Source data -
PR #565, opened 2025-08-30
Add automatic expires_at calculation from expires_in

### LINKED ISSUE #561: you still need to update expires_in to trigger the refresh.
why!?!

injisg:
This change adds automatic calculation of expires_at from expires_in in the OAuth2 token response. This improves the automatic token refresh functionality by ensuring that expires_at is always set correctly without requiring manual intervention.

- Added automatic calculation of expires_at when expires_in is present
- Uses float precision for accurate expiration tracking
- Maintains backward compatibility with existing code
- All tests pass on Python 3.9

Fixes #561

## Documentation
The "Refreshing tokens" section in `oauth2_workflow.rst` should be updated to mention that `expires_at` is now automatically calculated from `expires_in`.

## Testing
- All tests pass locally on Python 3.9
- Added test cases for `expires_at` calculation
- Compliance fix tests updated to handle float timestamps

### DIFF
--- a/requests_oauthlib/oauth2_session.py
+++ b/requests_oauthlib/oauth2_session.py
@@ -1,5 +1,7 @@
 import logging
 import time
+import calendar
+from datetime import datetime
 
 from oauthlib.common import generate_token, urldecode
 from oauthlib.oauth2 import WebApplicationClient, InsecureTransportError
@@ -172,21 +174,37 @@ class OAuth2Session(requests.Session):
         """
         return bool(self.access_token)
 
-    def _add_expires_at(self, token):
-        """Add expires_at to token if expires_in is present and expires_at is not.
+    def _add_expires_at(self, token, response_date=None):
+        """Add expires_at to token if expires_in is present.
         
         OAuth2 responses often include expires_in (seconds until token expires) but
         oauthlib expects expires_at (timestamp when token expires) for expiration checks.
         
+        Uses response Date header if provided. Falls back to current time if
+        Date header is not provided or malformed.
+        
         :param token: OAuth2 token dict
+        :param response_date: Optional Date header value from response (e.g. "Thu, 14 Mar 2024 08:30:00 GMT")
         :return: Token dict with expires_at if expires_in was present
         """
         if token and 'expires_in' in token:
-            # Keep full precision of time.time() for accurate token expiration
             # RFC 6749 requires expires_in to be 1*DIGIT, but some providers send it as string
             expires_in = int(token['expires_in'])
-            # Keep float precision for expires_at since it's an internal field
-            token['expires_at'] = time.time() + expires_in
+            
+            # Try to use response Date header if provided
+            if response_date:
+                try:
+                    # Parse HTTP date format (RFC 7231)
+                    dt = datetime.strptime(response_date, "%a, %d %b %Y %H:%M:%S GMT")
+                    # Convert UTC time tuple to Unix timestamp (returns integer)
+                    token['expires_at'] = calendar.timegm(dt.utctimetuple()) + expires_in
+                    return token
+                except (TypeError, ValueError):
+                    # Skip if Date header is malformed or uses non-standard format
+                    log.debug("Failed to parse Date header: %s", response_date)
+            
+            # Fall back to current time (truncate to second for conservative expiry)
+            token['expires_at'] = int(time.time()) + expires_in
         return token
 
     def authorization_url(self, url, state=None, **kwargs):
@@ -422,7 +440,7 @@ class OAuth2Session(requests.Session):
             r = hook(r)
 
         self._client.parse_request_body_response(r.text, scope=self.scope)
-        self.token = self._add_expires_at(self._client.token)
+        self.token = self._add_expires_at(self._client.token, response_date=r.headers.get('Date'))
         log.debug("Obtained token %s.", self.token)
         return self.token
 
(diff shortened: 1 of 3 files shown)


requests_oauthlib/oauth2_session.py
```diff
@@ -404,7 +422,7 @@ def fetch_token(
             r = hook(r)
 
         self._client.parse_request_body_response(r.text, scope=self.scope)
```
hramrach, line 442: Doesn't `r` here have the actual time the server sent the response?

That should be more reliable than `time.time()` considering delays and clock skew between hosts.

hramrach: Also should completely avoid fiddling with floats because both is in whole seconds.

injisg: @hramrach would that just be the `Date` header in response?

What you are asked to do - Each record must be duplicated exactly, with none missing.

Answer to the problem -
PR #565, opened 2025-08-30
Add automatic expires_at calculation from expires_in

### LINKED ISSUE #561: you still need to update expires_in to trigger the refresh.
why!?!

injisg:
This change adds automatic calculation of expires_at from expires_in in the OAuth2 token response. This improves the automatic token refresh functionality by ensuring that expires_at is always set correctly without requiring manual intervention.

- Added automatic calculation of expires_at when expires_in is present
- Uses float precision for accurate expiration tracking
- Maintains backward compatibility with existing code
- All tests pass on Python 3.9

Fixes #561

## Documentation
The "Refreshing tokens" section in `oauth2_workflow.rst` should be updated to mention that `expires_at` is now automatically calculated from `expires_in`.

## Testing
- All tests pass locally on Python 3.9
- Added test cases for `expires_at` calculation
- Compliance fix tests updated to handle float timestamps

### DIFF
--- a/requests_oauthlib/oauth2_session.py
+++ b/requests_oauthlib/oauth2_session.py
@@ -1,5 +1,7 @@
 import logging
 import time
+import calendar
+from datetime import datetime
 
 from oauthlib.common import generate_token, urldecode
 from oauthlib.oauth2 import WebApplicationClient, InsecureTransportError
@@ -172,21 +174,37 @@ class OAuth2Session(requests.Session):
         """
         return bool(self.access_token)
 
-    def _add_expires_at(self, token):
-        """Add expires_at to token if expires_in is present and expires_at is not.
+    def _add_expires_at(self, token, response_date=None):
+        """Add expires_at to token if expires_in is present.
         
         OAuth2 responses often include expires_in (seconds until token expires) but
         oauthlib expects expires_at (timestamp when token expires) for expiration checks.
         
+        Uses response Date header if provided. Falls back to current time if
+        Date header is not provided or malformed.
+        
         :param token: OAuth2 token dict
+        :param response_date: Optional Date header value from response (e.g. "Thu, 14 Mar 2024 08:30:00 GMT")
         :return: Token dict with expires_at if expires_in was present
         """
         if token and 'expires_in' in token:
-            # Keep full precision of time.time() for accurate token expiration
             # RFC 6749 requires expires_in to be 1*DIGIT, but some providers send it as string
             expires_in = int(token['expires_in'])
-            # Keep float precision for expires_at since it's an internal field
-            token['expires_at'] = time.time() + expires_in
+            
+            # Try to use response Date header if provided
+            if response_date:
+                try:
+                    # Parse HTTP date format (RFC 7231)
+                    dt = datetime.strptime(response_date, "%a, %d %b %Y %H:%M:%S GMT")
+                    # Convert UTC time tuple to Unix timestamp (returns integer)
+                    token['expires_at'] = calendar.timegm(dt.utctimetuple()) + expires_in
+                    return token
+                except (TypeError, ValueError):
+                    # Skip if Date header is malformed or uses non-standard format
+                    log.debug("Failed to parse Date header: %s", response_date)
+            
+            # Fall back to current time (truncate to second for conservative expiry)
+            token['expires_at'] = int(time.time()) + expires_in
         return token
 
     def authorization_url(self, url, state=None, **kwargs):
@@ -422,7 +440,7 @@ class OAuth2Session(requests.Session):
             r = hook(r)
 
         self._client.parse_request_body_response(r.text, scope=self.scope)
-        self.token = self._add_expires_at(self._client.token)
+        self.token = self._add_expires_at(self._client.token, response_date=r.headers.get('Date'))
         log.debug("Obtained token %s.", self.token)
         return self.token
 
(diff shortened: 1 of 3 files shown)


requests_oauthlib/oauth2_session.py
```diff
@@ -404,7 +422,7 @@ def fetch_token(
             r = hook(r)
 
         self._client.parse_request_body_response(r.text, scope=self.scope)
```
hramrach, line 442: Doesn't `r` here have the actual time the server sent the response?

That should be more reliable than `time.time()` considering delays and clock skew between hosts.

hramrach: Also should completely avoid fiddling with floats because both is in whole seconds.

injisg: @hramrach would that just be the `Date` header in response?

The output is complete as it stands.